- The paper introduces CatVTON, a novel VTON model that uses a concatenated diffusion approach to process garment and person images, reducing parameters by 167.02M.
- The paper employs a parameter-efficient training strategy by fine-tuning only critical self-attention layers, significantly lowering computational costs.
- The paper validates CatVTON on datasets like VITON-HD, achieving superior metrics (FID 5.43, LPIPS 0.0565) and producing high-quality virtual try-on results.
CatVTON: Concatenation Is All You Need for Virtual Try-On with Diffusion Models
Introduction
Virtual Try-On (VTON) is an essential technology for e-commerce, allowing users to see how garments would look on them before making a purchase. Traditional VTON methods often involve a two-stage process, including warping garments and blending them onto a target image, which can result in unsatisfactory quality, especially for complex poses. Recent advancements have been made using conditional generation methods based on diffusion models; however, these methods typically suffer from high computational costs due to the necessity of additional network modules such as ReferenceNet and image encoders.
CatVTON: A Streamlined Approach
CatVTON introduces a significant simplification in this landscape by proposing a lightweight and efficient VTON model. The model leverages a single UNet backbone to process both garment and person images, concatenated along spatial dimensions as inputs. This novel approach obviates the need for ReferenceNet and additional image encoders, thereby drastically reducing the model's parameters and computational requirements.
Three key aspects showcase CatVTON's efficiency:
- Lightweight Network: By eliminating the ReferenceNet, text encoder, and cross attentions, the model focuses solely on essential diffusion modules, reducing parameters by 167.02M. Consequently, the total parameters amount to 899.06M, with only 49.57M trainable parameters, which is approximatively 5.51% of the baseline models’ parameters.
- Parameter-Efficient Training: CatVTON focuses on training the most pertinent modules, identifying self-attention layers in transformer blocks as sufficient for high-quality try-on results. This strategy preserves prior knowledge while finetuning only necessary components, resulting in substantial computational savings.
- Simplified Inference: CatVTON eliminates conventional preprocessing steps like pose estimation and human parsing. The inference process only requires the garment reference, target person image, and mask.
Experimental Validation
CatVTON's performance was validated through exhaustive experiments on publicly available datasets like VITON-HD, DressCode, and DeepFashion.
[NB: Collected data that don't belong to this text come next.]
PR #1369, opened 2025-04-16
Update nginx.md

jameskimmel:
Move redirect to the bottom and remove the unnecessary comment about uncommenting.

We could additionally add a comment about what this server block is doing.


nielsvanvelzen (approved):

nielsvanvelzen:
> Why move it to the bottom?

This is a common practice with Nginx configs, the http->https block is small and won't see much change so the "important" one that would see more frequent updates is on top

PR #1372, opened 2025-04-17
update firefox hevc status

felix920506:
https://github.com/jellyfin/jellyfin-web/pull/5876


felix920506:
sorry didn't notice there is an existing PR for this

PR #1377, opened 2025-04-19
remove quick start

felix920506:
The quickstart page doesn't really contain much useful info
The windows guide under it I think is more suited for somewhere else.


JPVenson (approved):

thornbill (changes requested):
This should be replaced with _something_. This is linked to in the startup wizard.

The model demonstrated superior qualitative and quantitative outcomes compared to state-of-the-art baseline methods.
Quantitative Results
Assessing both paired and unpaired settings, CatVTON consistently outperformed contemporary methods on metrics such as SSIM, FID, KID, and LPIPS. For example, on the VITON-HD dataset, CatVTON achieved an FID of 5.43 and LPIPS of 0.0565, outperforming IDM-VTON, which recorded an FID of 5.76 and LPIPS of 0.0603.
Qualitative Results
CatVTON produces high-quality images with consistent details and superior handling of complex patterns and text. It maintains photo-realism across various scenarios, from simple to complex in-the-wild environments, validating its robustness.
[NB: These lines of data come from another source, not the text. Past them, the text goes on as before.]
PR #1381, opened 2025-04-21
Warn about unauthenticated endpoints.

Tremoneck:
A lot of new users seems to connect their Server directly to the internet without knowing the implications of the unauthenticated endpoints. This commit adds a warning to the networking section about it. Includes a link to https://github.com/jellyfin/jellyfin/issues/5415 for more information for the users.

### DIFF
--- a/docs/general/networking/index.md
+++ b/docs/general/networking/index.md
@@ -7,6 +7,12 @@ title: Networking
 
 This section describes how to get basic connectivity to a Jellyfin server, and also some more advanced networking scenarios.
 
+:::caution
+
+Jellyfin should not be directly exposed to the internet. Several Endpoints are not authenticated including unauthorized streams. If you need connectivity outside of your homenetwork consider using a vpn or authentification in your reverse proxy. For more information visit [\#5415](https://github.com/jellyfin/jellyfin/issues/5415)
+
+:::
+
 ## Connectivity
 
 Many clients will automatically discover servers running on the same LAN and display them on login. If you are outside the network when you connect you can type in the complete IP address or domain name in the server field with the correct port to continue to the login page. You can find the default ports below to access the web frontend.


docs/general/networking/index.md
```diff
@@ -7,6 +7,12 @@ title: Networking
 
 This section describes how to get basic connectivity to a Jellyfin server, and also some more advanced networking scenarios.
 
+:::caution
+
+Jellyfin should not be directly exposed to the internet. Several Endpoints are not authenticated including unauthorized streams. If you need connectivity outside of your homenetwork consider using a vpn or authentification in your reverse proxy. For more information visit [\#5415](https://github.com/jellyfin/jellyfin/issues/5415)
+
+:::
+
```
felix920506, line 15: Yes jellyfin should not be directly exposed to the internet, but not for the reasons listed here.

A reverse proxy will do ABSOLUTELY NOTHING to the unauthenticated endpoints problem.

The real reason is that the built in HTTPS implementation is crap, and you shouldn't open services to the wider internet without HTTPS.

JPVenson:
Authentication via reverse proxy is only possible by web browsers limiting the usefullness.
I dont think a simple short note on that does not suffice as the topic is very complex.
Generally, even the unauthenticated endpoints are not just simple to missuse and require a lot of work. There are far better options to secure your jellyfin application like using wildcard DNS, TLS in general, RateLimiter, GeoBlocking and alike.

docs/general/networking/index.md
Tremoneck: For Authentication in the reverse proxy I meant using functionality like `auth_request` for nginx. In combination with an SSO solution the login happens before any request ever gets to jellyfin. 

If you think that isn't clear enough I will be more specific.

felix920506: This will break every single client that is not a browser.

Tremoneck: It's not ideal, so that was the reason to also suggest a VPN. I've removed the suggested fixes and only left the warning and the link to the issue. That way everyone can decide for themself about how to proceed without surprises.

PR #1384, opened 2025-04-22
fix broken title for post-install guide

felix920506:
when the index of the post install guide was removed from the PR the title also got removed


felix920506:
git problems

PR #1386, opened 2025-04-22
Add missing hyphen

felix920506:
Here is another pull request because venson couldn't wait


JPVenson (approved):

JPVenson:
technically correct, the best form of correct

Implications and Future Directions
CatVTON's streamlined architecture and efficient training methodology render it particularly viable for practical deployment in virtual try-on systems within the e-commerce industry. By using fewer parameters and requiring less computational power, it democratizes access to high-quality virtual try-on technology. The model’s results in robust, in-the-wild scenarios suggest promising extensions to other applications requiring detailed image synthesis and conditional generation.
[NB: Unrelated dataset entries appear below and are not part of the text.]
PR #1390, opened 2025-04-26
Update traefik.md to v3.x.x

cedricwalter:
work in progress, do not review nor merged til marked ready

### DIFF
--- a/docs/general/post-install/networking/9_advanced/traefik.md
+++ b/docs/general/post-install/networking/9_advanced/traefik.md
@@ -1,19 +1,50 @@
 ---
 uid: network-reverse-proxy-traefik
-title: Traefik v2.x
+title: Traefik
 ---
-
-## Traefik v2.x
-
-[Traefik](https://traefik.io/) is a modern HTTP reverse proxy and load balancer that makes deploying microservices easy. Traefik integrates with your existing infrastructure components (ie: Docker) and generally configures itself dynamically as services are added or removed.
-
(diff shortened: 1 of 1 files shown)


docs/general/post-install/networking/9_advanced/traefik.md
```diff
@@ -22,22 +22,215 @@ Your router must local forward to the host running Traefik on port 80 (only if T
...
+          User-Agent: keep # log user agent strings
+
+# Entrypoints (ports) Traefik should listen to; here we define two: "http"
+# for unencrypted traffic, and "https" for SSL-encrypted traffic (port 443).
+entryPoints:
+  http:
+    address: ":80"
+    forwardedHeaders:
+      trustedIPs: &trustedIps
+        # Start of Cloudlare's public IP list
```
JPVenson, line 64: Please consult our rules on breaking the TOS of other services.
Tunneling jellyfin via CF is not permitted and we dont aid in breaking TOS

JPVenson:
Generally if you are still working on a PR, please mark it as DRAFT.
Anyway we just recently scaled back our documentation including third party tooling to the minimum working example because its a giant pain to maintain several extensive documentations so that is what we currently aim for. Our current example is compatiable with V3 and V2

docs/general/post-install/networking/9_advanced/traefik.md
cedricwalter: I will document how to exclude in cloudflare the Edge caching, since 2 years I run it like this and it is not against the TOS if properly configured

cedricwalter:
> Generally if you are still working on a PR, please mark it as DRAFT. Anyway we just recently scaled back our documentation including third party tooling to the minimum working example because its a giant pain to maintain several extensive documentations so that is what we currently aim for. Our current example is compatiable with V3 and V2

Im ready to maintain that Traefik page, i went away from nginx proxy manager as it is memory leaking and way too slow. There are migration steps to go from traefik 2 to 3, so the config are certainly not working. The version 2 should be marked as outdated. Can you please mark the PR as draft? I don’t find the switch to do so

docs/general/post-install/networking/9_advanced/traefik.md
JPVenson: if __any__ of jellyfin video traffic touches thier servers, its against their TOS. We have had users that got banned running JF though CF, i am sory but this is not up for discussion. If you dont tunnel though their servers you dont need to trust their headers. I am telling you plainly, any PR aiding in that will never get merged.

Future research could explore higher resolution generation and further optimizations in real-time execution, leveraging CatVTON's efficient foundation. Additionally, attention may be directed towards addressing potential biases from the pre-trained models and expanding the datasets to ensure diversity and inclusiveness.
Conclusion
CatVTON represents a significant advancement in virtual try-on technology by simplifying the architecture and training process while maintaining and even improving the quality of generated try-ons. With its demonstrated efficiency and efficacy, CatVTON holds considerable potential for broader application within the fashion and e-commerce industries, contributing to more personalized and immersive customer experiences.